Bouillonante de rage, elle attendit une cinglante réplique de son intercoluteur qui n'arriva jamais. Le contraire se produisit et elle sentit que l'être d'obscurité en elle avait arrêté de s'agiter.

Je...

L'ombre n'acheva jamais et effaça entièrement sa présence en elle. Il ne s'attendait pas à des mots aussi durs. Aleth eut envie de s'excuser, mais le mal était déjà fait.

C'était de sa faute aussi, il était toujours contre elle, mais quand il s'agissait de la réconforter, de trouver les mots pour la rassurer, il n'y avait plus personne.

Elle se recroquevilla et saisit fermement les rebords de l'évier. Pourquoi personne ne se rendait compte de sa vulnérabilité ? Son apparente force, celle que Balthazard et l'ombre recherchaient n'avait jamais existé.
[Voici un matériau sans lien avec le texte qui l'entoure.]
Issue #573, opened 2021-11-12
Create a batch HGVS checker on LOVD.nl


ifokkema:
Depends on #566.

The internal LOVD function `lovd_getVariantInfo()` is currently being rebuilt by @loeswerkman which adds detailed HGVS checks and informative error messages in the case that variants are not HGVS-conformant. It would be a waste to not use this code also more broadly. Especially since tools like VariantValidator and Mutalyzer seem to sometimes give very random-looking and unclear error messages, it would be beneficial to create a batch HGVS syntax checker for our LOVD website using our new function that provides useful error messages to guide users in the right direction to fix their non-HGVS variant descriptions.

- [ ] Create a good set of correct and incorrect variant descriptions (e.g., our `lovd_getVariantInfo()` unit test set).
- [ ] Run this set through the Variant Validator batch checker.
- [ ] Run this set through the Mutalyzer batch checker.
- [ ] Compare our error messages with theirs. Document this well, so we can use it for a detailed report.
- [ ] See where we can improve if needed.
- [ ] Write a batch checker for LOVD.nl that does better. May require a separate issue or more details in this issue.
- [ ] Will be worth disseminating on social media and the HUGO newsletter.

PR #587, opened 2022-03-03
Feat/check hgvs tool

### LINKED ISSUE #575: Batch syntax / variant checker on LOVD.nl
Depends on #573.

Create an interface that:
- [x] Works on the website. Since the LOVD.nl code is not (yet) versioned, either develop in LOVD's `scripts` folder or create a private LOVD.nl repository. Probably the former.
- [x] Allows both syntax and variant validation, to be chosen by the user. Syntax check is fast, variant validation will be slower.
  - [x] Syntax validation is always done first. When we have validated (and possibly improved) the syntax, the variant may also be sent to VV, which can in turn actually validate the variant itself. VV may also correct the description. Note that for variant validation, a reference sequence is required.
  - [ ] If users submit LRGs or NGs and they want full validation of their variants, then we ought to use the VV endpoint and not the LOVD endpoint.
- [x] Allows both for one-variant checks as well as a list of variants.
  - [x] The list may be populated by copy/paste or the upload of a document.
- [x] Results should be written to the screen, but should also become downloadable.
- [x] Results should include;
  - [x] The input
  - [x] The corrected output
  - [x] Whether there was a problem or not
  - [x] Detailed error messages.
- [x] It would be good to study the VV output format, so we can align our formats.
- [x] Perhaps, due to time constraints, it would be good to first have the syntax checker working and online, and work on the rest after.

loeswerkman:
Add an visual HGVS syntax checker tool using `lovd_getVariantInfo()` and `lovd_fixHGVS()`.
- This branch builds the HGVS syntax checker: an online form that takes a variant and finds out whether it seems to be described following the HGVS nomenclature.
- The form accepts either a single variant input, or a batch variant input, where a list of variant can be pasted into the input form.
- In both cases, it checks the variants' syntax and suggests a correction when possible. It also allows to validate variants using the [VariantValidator](https://www.VariantValidator.org) service. When generating a suggested fix ourselves, we express our level of confidence that this correction is indeed as intended, in the text of the suggestion.
- The interface shows all results below the input, allows a quick method to accept corrections of either `lovd_fixHGVS()` or the VariantValidator service, and allows downloading the results to a text file so that the user can store the result of the analysis.
- The old `ajax/check_hgvs.php` script got merged into the new `ajax/check_HGVS.php` since they have similar functionality. Removed the Mutalyzer API call from the old code and replaced it with the call to LOVD's `lovd_getVariantInfo()`. We provide more accurate syntax checking, including semantic validation.
- Added tests that check the form's functionality completely.

Also:
- Logic concerning reference sequences in variant descriptions has been isolated into separate functions.
- Both `lovd_getVariantInfo() and `lovd_fixHGVS()` have been improved.
  - A specific error is returned when a RefSeq ID is missing its version number.
  - A bug has been fixed which was found in the handling of warnings concerning substitutions with multiple positions.
  - Recognize and fix swapped reference sequences (e.g., `NM_123456.1(NC_123456.1):c.100del`).
  - Use the info from `lovd_getVariantInfo()` to fix `WREFERENCEFORMAT`.
  - Improve `lovd_getVariantInfo()` by adding the 'range' boolean.
  - Fix notice in `lovd_fixHGVS()` triggered by `g.100DEL`. Also added a fix for this type of mistake.
  - Correct uncareful suffix fixing in `lovd_fixHGVS()`.
  - Replace another `str_replace()` with a more intelligent solution.
  - Fix infinite recursion in `lovd_fixHGVS()`.
  - Add tests for new features in `lovd_fixHGVS()` and synced tests with those for `lovd_getVariantInfo()`.
  - Fix typo common to some warning messages from `lovd_getVariantInfo()`.
  - Fix variants with an incorrect order in their inserted sequence.
  - Improve `lovd_getVariantInfo()` to recognize RefSeqs without underscores.
  - Improve `lovd_fixHGVS()` to handle RefSeq errors better.
- Stop recognizing del/dup with a suffix as valid on the data submission form; our functions would not allow it either.
- The VV library has been improved.
  - Simplified Variant Validator library a bit. `lovd_getVariantInfo()` has been improved, so less work is needed in this library.
  - Reformat the VV library, no code changes. Removed redundant nesting that also inhibits quick interpretation of the code.
  - When VV runs into issue [421](https://github.com/openvar/variantValidator/issues/421), call VV again, but just once.
- Checked the project for CRLF and changed it to LF.
- Fix URL parsing issues with URL encoded `?` and arguments with `../`. 
- Synced textual changes and additional comments with the [`api.lovd.nl`](https://github.com/LOVDnl/api.lovd.nl) project.
  - The GPL license text now uses https, and one URL was updated.
  - Some formatting changes to errors thrown in `/src/class/api.php`.
  - The GA4GH API now has some additional info on the variables.
  - Fixed `lovd_arrayInsertAfter()`, which contained some issues.
  - Move the submission API's `jsonDecode()` method to the `LOVD_API` object.

Closes #575 and is related to #573.

### DIFF
--- a/src/inc-lib-init.php
+++ b/src/inc-lib-init.php
@@ -4,7 +4,7 @@
  * LEIDEN OPEN VARIATION DATABASE (LOVD)
  *
  * Created     : 2009-10-19
- * Modified    : 2022-08-05
+ * Modified    : 2022-08-26
  * For LOVD    : 3.0-29
  *
  * Copyright   : 2004-2022 Leiden University Medical Center; http://www.LUMC.nl/
@@ -38,7 +38,8 @@ $_LIBRARIES = array(
         'refseq' => array(
             'basic' => '/^[A-Z_.t0-9()]+$/',
             'strict'  =>
-                '/^([NX][CGMRTW]_[0-9]{6,9}\.[0-9]+' .
+                '/^([NX][CGMRTW]_[0-9]{6}\.[0-9]+' .
+                '|[NX][MR]_[0-9]{9}\.[0-9]+' .
                 '|N[CGTW]_[0-9]{6}\.[0-9]+\([NX][MR]_[0-9]{6,9}\.[0-9]+\)' .
                 '|ENS[TG][0-9]{11}\.[0-9]+' .
                 '|LRG_[0-9]+(t[0-9]+)?' .
@@ -57,21 +58,24 @@ $_LIBRARIES = array(
 
 
 
-function lovd_arrayInsertAfter ($key, array &$array, $new_key, $new_value)
+function lovd_arrayInsertAfter ($sKey, &$a, $sKeyToInsert, $ValueToInsert)
 {
-    // Insert $new_key, $new_value pair after entry $key in array $array.
-    // Courtesy of http://eosrei.net/
-    if (array_key_exists($key, $array)) {
-        $new = array();
-        foreach ($array as $k => $value) {
-            $new[$k] = $value;
-            if ($k === $key) {
-                $new[$new_key] = $new_value;
+    // Insert $sKeyToInsert having $ValueToInsert,
+    //  after entry $sKey in array $aOri.
+    // Based on code by Brad Erickson (http://eosrei.net/comment/287).
+    // MIT licensed code, compatible with GPL.
+    if (array_key_exists($sKey, $a)) {
+        $aNew = array();
+        foreach ($a as $k => $value) {
+            $aNew[$k] = $value;
+            if ($k === $sKey) {
+                $aNew[$sKeyToInsert] = $ValueToInsert;
             }
         }
-        return $new;
+        $a = $aNew;
+        return true;
     }
-    return FALSE;
+    return false;
 }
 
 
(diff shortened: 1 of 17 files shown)


src/inc-lib-init.php
```diff
@@ -2837,6 +2837,17 @@ function lovd_queryError ($sErrorCode, $sSQL, $sSQLError, $bHalt = true)
 
 
 
+function lovd_removeRefSeq ($sVariant)
+{
+    // This function removes the reference sequence from
+    //  a variant description.
+    return substr(strstr($sVariant, ':'), 1);
+}
```
ifokkema, line 2845: Do you think this function should do something "special" when the input has no `:`?

The "downside" of creating such a function is that you may need input validation, especially when notices or warnings could be generated by providing invalid input. In this case, sending an empty string or a boolean doesn't seem to cause problems. But sending in an array does. Better check if `$sVariant` is a string before doing anything? Also, for instance, do you think it's acceptable that running `lovd_removeRefSeq()` on `c.100del` returns an empty string?

You wanted a function, these are the consequences :smiling_imp:

ifokkema (changes requested):

ifokkema (approved):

Ce n'était rien de plus qu'une carapace forgée après toutes ces annés pour survivre à son environnement. Quand allaient ils-tous se décider à la laisser en paix ? Etait-ce donc si risible de la voir se torturer et se démener jusqu'au sang ?

Inconsciente de la force extraordinaire qu'elle déployait, Aleth ne remarqua pas immédiatement les fissures qui striaient la surface blanche du lavabo. Ivre d'une rage qu'elle n'arrivait même pas à appréhender elle continua au contraire de serrer de plus en plus fort.
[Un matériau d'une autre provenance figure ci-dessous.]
PR #588, opened 2022-03-03
Improve/variant creation form

### LINKED ISSUE #562: Implement VariantValidator for all genome builds in variant data entry form
- [x] Mark all DNA fields with their genome build (instead of only the first one)
- [x] Allow user to map from whichever DNA field that is in the form
  - [x] If the organism of choice is human:
    - [x] Make sure the HGVS check works on each field (apply ONLY regular expression on any gb that is not hg19 or hg38)
    - [x] Automatically fill all other DNA fields
  - [x] Fill in the `source`
- [x] In `inc-js-variants.php`, get rid of the usage of `$_GET['chromosome']` if you can (can we use the new data elements feature for this?)

loeswerkman:
Update the variantCreationForm to enforce mapping and clean HGVS.

This branch builds the checks and the dialogue which make sure the user inserts clean variants into the database. The dialogue serves as a communication tool throughout the whole process: it will inform the user of steps failing or passing, or of any irregularities along the way. This way, we hope to be able to enforce clean HGVS input as much as possible, without it having to cost us user friendliness. All checks are firstly based on `getVariantInfo` and `fixHGVS` to check the syntax, followed by a call to VariantValidator for a validation of the positions and to retrieve the mapping.

Closes #562 and is related to #550.


loeswerkman:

Le choc fut brutal. Le lavabo décroché, elle bascula violemment en arrière. Le derrière au sol, elle contempla avec horreur la quantité effarante de sang qui coulait de ses mains. En recontrant de nouveaux débris de verres au sol la blessure initiale s'était aggravée et de nombreuses coupures plus légères mais non moins préoccupantes s'y étaient ajoutés.

Paniquée, elle chercha de sa main valide la poche avant de son sac mais ne trouva aucune seringue anti-hémorragique, juste un unique bandage cicatrisant.
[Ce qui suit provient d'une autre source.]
PR #594, opened 2022-04-04
Improve/api variants

### LINKED ISSUE #589: Dynamically find and show all active GBs in the LOVD API
This issue aims to remove the hard-coded approach of the original `api.php` code. Instead, we want to find all active GBs in the database and, based on that, show the information of each variant on this build.

loeswerkman:
This branch updates the code that allows variants to be viewed using LOVD APIs. The code will be refactored and extended to dynamically handle different active genome builds.

Closes #589. Related to #550.


src/class/api.ga4gh.php
```diff
@@ -42,6 +43,8 @@ class LOVD_API_GA4GH
     private $API;                     // The API object.
     private $aURLElements = array();  // The current URL broken in parts.
     private $aFilters = array();      // Filters active on the data.
+    private $sActiveGB;
```
loeswerkman, line 46: Translated feedback from email @ifokkema:

>Use `$sPrimaryGB` or `$sFirstGB` to avoid confusion with $aActiveGBs.

src/class/api.ga4gh.php
```diff
@@ -211,6 +214,11 @@ function __construct (&$oAPI)
         // To not duplicate code.
         $this->aValueMappings['effect'] = $_SETT['var_effect_api'];
 
+        // Retrieve default genome build.
+        global $_DB;
+        $this->aActiveGBs = $_DB->query('SELECT id, column_suffix FROM ' . TABLE_GENOME_BUILDS)->fetchAllGroupAssoc();
+        $this->sActiveGB = array_keys($this->aActiveGBs)[0];
```
loeswerkman, line 220: Translated feedback from email @ifokkema:

>This is not available in PHP<5.4.0. Use `array_key_first()` instead.

src/class/api.ga4gh.php
```diff
@@ -244,6 +252,37 @@ private function addComment ($aComments, $Text, $sTerm = '')
...
+                        'source' => 'genbank',
+                        'accession' => $_SETT['human_builds'][$sGBID]['ncbi_sequences'][$sChr],
+                    ),
+                    'name' => array(
+                        'scheme' => 'HGVS',
+                        'value' => $zData['DNA' . $sGBID],
+                    ),
+                );
+            },
+            array_filter(array_keys($this->aActiveGBs)), function($sGBID) use ($sBuild) {
```
loeswerkman, line 276: Translated feedback from email @ifokkema:

>Use `array_diff()` instead of `array_filter()`.

src/class/api.ga4gh.php
```diff
@@ -668,21 +705,19 @@ private function showTableData ($sTableName)
...
-        global $_CONF, $_SETT;
+        global $_SETT;
 
         if ($sTableName == 'variants') {
             list(, $sBuild, $sChr, $sPosition) = array_pad($aPage, 4, '1');
 
-            if ($sBuild != $_CONF['refseq_build']) {
-                // We don't support this yet, because we can't use an index on a
-                //  search on the other genome build. Wait for LOVD 3.1.
+            if (!in_array($sBuild, array_keys($this->aActiveGBs))) {
```
loeswerkman, line 713: Translated feedback from email @ifokkema:

>Use `isset()` instead of combining `in_array()` and `array_keys()`.

src/class/api.ga4gh.php
ifokkema: Yeah, so I see I didn't pay attention there - `array_key_first()` is even newer (PHP >= 7.3.0) so is not a good replacement. `key()` will probably do the trick, but should be tested. If it doesn't work, `current()` over the `array_keys()` should always work.

src/class/api.ga4gh.php
```diff
@@ -777,14 +812,30 @@ private function showVariantDataPage ($sBuild, $sChr, $sPosition)
...
             'VariantOnGenome/Reference',
             'VariantOnGenome/Remarks',
         ));
+        $sGenomeBuildQ = '';
+        foreach ($this->aActiveGBs as $sGBID => $sGBSuffix) {
+            // We will prepare to get the right data for each active
+            //  genome build.
+            $sPreparedSuffix = !$sGBSuffix ? '' : '/' . $sGBSuffix;
+
+            if ($sGBID != $sBuild) {
```
loeswerkman, line 828: Copy of feedback from email @ifokkema:

>Zoals eerder genoemd is het flink minder code als je die `if()` weg haalt; dan hoeft `$aRequiredCols` niet vooraf de VOG/DNA kolom te bevatten en de query `$sQ` hoeft dan ook niet al het DNA veld te bevatten. Je zou dan ook nog de selectie van de `vog.position_g_start` en `vog.position_g_end` velden "mooier" kunnen maken door ze binnen de aangegeven `foreach()` toe te laten voegen, gebruik makend van `$sPreparedSuffix` (je hebt voor die twee velden dan wel een `if()` nodig).

src/class/api.ga4gh.php
loeswerkman: `key()` did the trick :)

ifokkema: Excellent!

src/api.php
```diff
@@ -600,17 +644,20 @@
...
             'position_mRNA' => $zData['_position_mRNA'],
-            'position_genomic' => array(
-                $_CONF['refseq_build'] => $zData['position_genomic'],
-            ),
-            'variant_genomic' => array(
-                $_CONF['refseq_build'] => 'chr' . $sChromosome . ':' .
-                    $zData['VariantOnGenome/DNA'],
-            ),
+            'position_genomic' => $aGenomicPositions,
+            'variant_genomic' => $aGenomicVariants,
```
ifokkema, line 660: Note that in the original code, `position_genomic` and `variant_genomic` were only returned as arrays if we asked for JSON output. Which genome build is now selected when we don't ask for JSON output? Is that still always the "correct" one? (I don't think so)

src/class/api.ga4gh.php
```diff
@@ -211,6 +214,11 @@ function __construct (&$oAPI)
         // To not duplicate code.
         $this->aValueMappings['effect'] = $_SETT['var_effect_api'];
 
+        // Retrieve default genome build.
+        global $_DB;
```
ifokkema, line 218: Globals can be defined at the top of the function/method.

src/class/api.ga4gh.php
```diff
@@ -668,21 +716,19 @@ private function showTableData ($sTableName)
...
-                if (!isset($_SETT['human_builds'][$sBuild])) {
-                    $this->API->aResponse = array('errors' => array('title' => 'Unrecognized genome build.'));
-                } else {
-                    $this->API->aResponse = array('errors' => array('title' => 'Unsupported genome build.'));
-                }
-                $this->API->aResponse['errors']['detail'] = 'We can not use genome build ' . $sBuild . '. Please choose from: \'' . $_CONF['refseq_build'] . '\'.';
+                $this->API->aResponse = array('errors' => array('title' =>
+                    (isset($_SETT['human_builds'][$sBuild])? 'Unsupported' : 'Unrecognized')  . ' genome build.')
+                );
+                $this->API->aResponse['errors']['detail'] = 'We cannot use genome build ' . $sBuild . '. Please choose from: \'' . implode('|', array_keys($this->aActiveGBs)) . '\'.';
```
ifokkema, line 731: This will look a bit weird;
```
Please choose from: 'hg19'.
```
looks OK, but 
```
Please choose from: 'hg19|hg38'.
```
Looks a bit weird. Probably `'hg19', 'hg38'` would be more logical for humans.

src/class/api.ga4gh.php
```diff
@@ -211,6 +214,11 @@ function __construct (&$oAPI)
         // To not duplicate code.
         $this->aValueMappings['effect'] = $_SETT['var_effect_api'];
 
+        // Retrieve default genome build.
+        global $_DB;
+        $this->aActiveGBs = $_DB->query('SELECT id, column_suffix FROM ' . TABLE_GENOME_BUILDS)->fetchAllCombine();
```
ifokkema, line 219: I think that also here, we can fix a lot of suffix issues if we'd let the database concatenate the suffixes into the column names for us once, and we can just retrieve the required fields from this `SELECT` result.

src/class/api.ga4gh.php
```diff
@@ -862,10 +932,9 @@ private function showVariantDataPage ($sBuild, $sChr, $sPosition)
                  GROUP_CONCAT(DISTINCT t.geneid ORDER BY t.geneid SEPARATOR ";") AS genes,
                  GROUP_CONCAT(DISTINCT
                    IFNULL(i.id,
-                     CONCAT(vog.id, "||", IFNULL(uc.default_license, ""), "||"' .
-            (!$bDNA38? '' : ',
-                       IFNULL(vog.`VariantOnGenome/DNA/hg38`, "")') . ', "||",
-                       vog.effectid, "||"' .
+                     CONCAT(vog.id, "||", IFNULL(uc.default_license, ""), "||", vog.effectid, "||",
+                        IFNULL(vog.`VariantOnGenome/DNA' . (!$this->aActiveGBs[$sBuild]? '' : '/' . $this->aActiveGBs[$sBuild]) . '`, ""), "||"' .
+
```
ifokkema, line 937: I don't think this is the same functionality. The query used to fetch an alias if it was available. Now it seems to just fetch the selected build's DNA field again.

src/class/api.ga4gh.php
```diff
@@ -1286,9 +1334,7 @@ function ($aPathogenicity) {
                           vog.id, "||",
                           vog.allele, "||",
                           vog.chromosome, "||",
-                          vog.`VariantOnGenome/DNA`, "||"' .
-                    (!$bDNA38? '' : ',
-                       IFNULL(vog.`VariantOnGenome/DNA/hg38`, "")') . ', "||",
+                          vog.`VariantOnGenome/DNA' . (!$this->aActiveGBs[$sBuild]? '' : '/' . $this->aActiveGBs[$sBuild]) . '`, "||",
```
ifokkema, line 1337: Functionality seems to be lost here?
Did you test if the output is the same (or similar) than the output of LOVD 3.0 for a certain variant?

ifokkema (changes requested):
I'm unsure about a few changes.
I also think we can make the code more readable by extending the query that fetches the available genome builds. If you're not sure about my suggestion on that part, let me know!

src/api.php
```diff
@@ -239,7 +240,25 @@
...
-        // First build query.
+
+        // Prepare the SQL that will look for all genomic data.
+        // We will go through all active builds and prepare a query
+        //  that retrieves the information from each build individually.
+        $sPreparedGenomicQ = '';
+        foreach ($aActiveGBs as $sGBID => $sGBSuffix) {
+            $sUnderscoreSuffix = (!$sGBSuffix? '' : '_' . $sGBSuffix);
+            $sPreparedGenomicQ .= '
+                vog.chromosome, vog.`VariantOnGenome/DNA' . (!$sGBSuffix? '' : '/' . $sGBSuffix) . '`,
```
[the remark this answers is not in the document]
ifokkema: This suggestion should maybe be ignored, considering my suggestion elsewhere to do this differently.

src/api.php
```diff
@@ -322,30 +333,63 @@
...
                                 if (empty($aRegs[3])) {
                                     // No range. Absolute location.
                                     $aRegs[4] = $aRegs[2];
                                 }
                                 // Very important in genomic positions: genes on antisense will have positions like g.5678_1234 in the database!!!
-                                $nMin = min($aRegs[2], $aRegs[4]);
-                                $nMax = max($aRegs[2], $aRegs[4]);
+                                $nMin = (int) min($aRegs[2], $aRegs[4]);
+                                $nMax = (int) max($aRegs[2], $aRegs[4]);
+                                $sUnderscorePlusSuffix = (!$aActiveGBs[$sGB]? '' : '_' . $aActiveGBs[$sGB]);
```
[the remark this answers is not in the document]
loeswerkman: Hm, is it true you mean to build `$aActiveGBs` with a query like this one:
`SELECT id, if(column_suffix = "", "", CONCAT("/", column_suffix)) as suffix FROM lovd_genome_builds`?

I wanted to do this myself as well, but the problem I found was that the suffix cannot always be concatenated to the same symbol; so it is `/` for the DNA field, but `_` for the position fields. However, I could imagine that maybe something like:
`SELECT id, if(column_suffix = "", "", CONCAT("/", column_suffix)) as slashSuffix, if(column_suffix = "", "", CONCAT("_", column_suffix)) as underscoreSuffix FROM lovd_genome_builds;` to be an improvement!

Maybe I am going in the wrong direction, but this second option seems good to me!
Let me know what you think :)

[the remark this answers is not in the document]
loeswerkman: Oops, I had missed this example: 
> E.g., instead of `vog.position_g_start' . $sUnderscorePlusSuffix` we can do `$aActiveGBs[$sGB]['position_start']`.

This is fine as well; I will make it work!

src/api.php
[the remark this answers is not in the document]
loeswerkman: Done :)

src/api.php
```diff
@@ -322,30 +333,63 @@
...
+                            && (preg_match('/^(c)\.([*-]?[0-9]+([+-][du]?[0-9]+)?)(_([*-]?[0-9]+([+-][du]?[0-9]+)?))?$/', $_GET['search_' . $sField], $aRegs)
+                                // $aRegs:     1    2           3                  4 5           6 Fixme; This code does not support m. and n. DNA.
+                                || preg_match('/^(g)\.([0-9]+)(_([0-9]+))?$/', substr($_GET['search_position'], strpos($_GET['search_position'], ':')), $aRegs))
+                                // $aRegs:        1    2       3 4
+                        ) {
                             if ($aRegs[1] == 'g') {
+                                // The user is looking for a specific genomic position.
+                                if (strpos($_GET['search_position'], ':') !== false) {
+                                    // If a ':' was found, the user specified a genome build.
+                                    list($sGB, $searchPosition) = explode(':', $_GET['search_position']);
```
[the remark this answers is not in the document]
loeswerkman: Done with strstr :)

src/api.php
```diff
@@ -322,30 +333,63 @@
...
+                                        //  database. We will send an error.
+                                        header('HTTP/1.0 404 Not Found');
+                                        die('The given genome build was not found in the database.');
+                                    }
+
+                                } else {
+                                    // The user did not specify a specific genome build.
+                                    if (count($aActiveGBs) == 1) {
+                                        // If there is only one build, we can simply use that one.
+                                        $sGB = array_keys($aActiveGBs)[0]; // Fixme; Can this be done? Function()[]?
```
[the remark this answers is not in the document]
loeswerkman: Whoopsie, done with key()!

src/api.php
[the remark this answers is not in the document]
loeswerkman: Suffix comments are all processed to indeed work with `$aActiveGBs[$sGB][<field>]`.

src/class/api.ga4gh.php
loeswerkman: Moved :)

src/class/api.ga4gh.php
loeswerkman: Done as recommended!

src/class/api.ga4gh.php
loeswerkman: Yep you were very right; this has been done

src/class/api.ga4gh.php
loeswerkman: You are right! This was me being a bit clumsy and not removing this while it should have been removed! Later on in the code (read: around line 1110), this big concatenated string is exploded and expects for the item on line 936 to be removed. Because the items after this line were empty in all situations where I tested this, it did not come up!
Thank you for noticing and it has been fixed!

src/class/api.ga4gh.php
loeswerkman: Oopsie yes, if you refer to forgetting the `IFNULL()`,  it has now been added, tested and looks good!

src/api.php
```diff
@@ -309,7 +320,7 @@
                  LEFT OUTER JOIN ' . TABLE_INDIVIDUALS . ' AS i ON (s.individualid = i.id AND i.statusid >= ' . STATUS_MARKED . ')
                  LEFT OUTER JOIN ' . TABLE_USERS . ' AS uc ON (vog.created_by = uc.id)
                  LEFT OUTER JOIN ' . TABLE_USERS . ' AS uo ON (vog.owned_by = uo.id)
-               WHERE ' . ($nRefSeqID? 't.id = ' . $nRefSeqID : 't.geneid = ' . $_DB->quote($sSymbol)) . ' AND vog.statusid >= ' . STATUS_MARKED;
+               WHERE vog.chromosome = ' . $sChromosome . ' AND ' . ($nRefSeqID? 't.id = ' . $nRefSeqID : 't.geneid = ' . $_DB->quote($sSymbol)) . ' AND vog.statusid >= ' . STATUS_MARKED;
```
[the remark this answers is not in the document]
loeswerkman: Done !

src/class/api.ga4gh.php
ifokkema: I assume that's what I meant indeed. Thanks!

src/api.php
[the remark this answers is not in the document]
ifokkema: Excellent, thanks!

src/api.php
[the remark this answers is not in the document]
ifokkema: Perfect!

src/ajax/check_hgvs_dialogue.php
```diff
@@ -0,0 +1,614 @@
...
+ *************/
+
+define('ROOT_PATH', '../');
+require ROOT_PATH . 'inc-init.php';
+require ROOT_PATH . 'inc-lib-variants.php';
+header('Content-type: text/javascript; charset=UTF-8');
+
+
+// Retrieving the variant and the transcripts to map to.
+$sVariant     = $_REQUEST['var'];
```
ifokkema, line 39: I can not properly follow this variable everywhere, to see if it's sanitized everywhere. Better not rename it, or sanitize it here. See also the two comments below.

src/ajax/check_hgvs_dialogue.php
```diff
@@ -0,0 +1,614 @@
...
+$aTranscripts = (empty($_REQUEST['transcripts'])? array() : explode('|', $_REQUEST['transcripts']));
```
ifokkema, line 40: This variable hasn't been sanitized and is used unsanitized (danger!). Better sanitize it here or don't rename it. See also the comment below.

src/class/api.ga4gh.php
```diff
@@ -1,1957 +1,2014 @@
...
-        if (!$sChr) {
-            unset($aOutput['pagination']['next_page_url']);
-        }
-
-        $this->API->aResponse = $aOutput;
-        return true;
-    }
-}
-?>
+<?php
```
ifokkema: Please fix the line endings; it's CRLF again!

ifokkema (changes requested):
I haven't looked in much detail, but some changes are needed.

Génial ! Manquait plus que ça

L'adrénaline redescendait progressivement et son sens des priorités revint aussitôt. Comment avait-elle pu négliger de vérifier son stock de matière médicale ? Et surtout quelle idée de frapper ce maudit miroir ?

S'appuyant sur le mur de sa main droite la jeune fille se releva mais perdit l'équilibre. Poussant instinctivement sur sa main gauche et à l'aide du lavabo d'à côté elle réussit à se rétablir. Grave erreur, elle ne put réprimer un puissant hurlement de douleur.

Le souffle rauque, la jeune fille entreprit d'un geste qui se voulait aussi précis que rapide d'enrouler sa main du bandage. Au contact du sang tiède, la crème humide fit l'effet de milles aiguilles et elle dut se pencher et serrer les dents pour tirer.

Examinant d'un regard peu convaincu le résultat de son travail, Aleth pesta en voyant le pansement se teindre aussitôt d'écarlate. Il fuyait déjà, laissant tomber au sol des gouttes de sang.

Se rémémorant des enseignements de son grand-père, la jeune fille serra sa main gauche de plus belle.

"Ca fait mal ? Eh bien tant mieux, parce qu'au delà de tes fantaisies ridicules il y a quelque chose de bien réel : la douleur."

Reprenant un rythme de respiration plus calme, Aleth, redevenue "elle même" se dirigea d'un pas ferme vers la sortie.

Si elle avait fait attention une dernière fois à son reflet dans le miroir ce qu'elle aurait vu n'aurait cessé de l'étonner. Un brasier sombre brûlait dans ses yeux, le même que Balthazard. Dans les cendres désolées du regard quelque chose s'était allumé, le funeste présage d'un destin chaotique.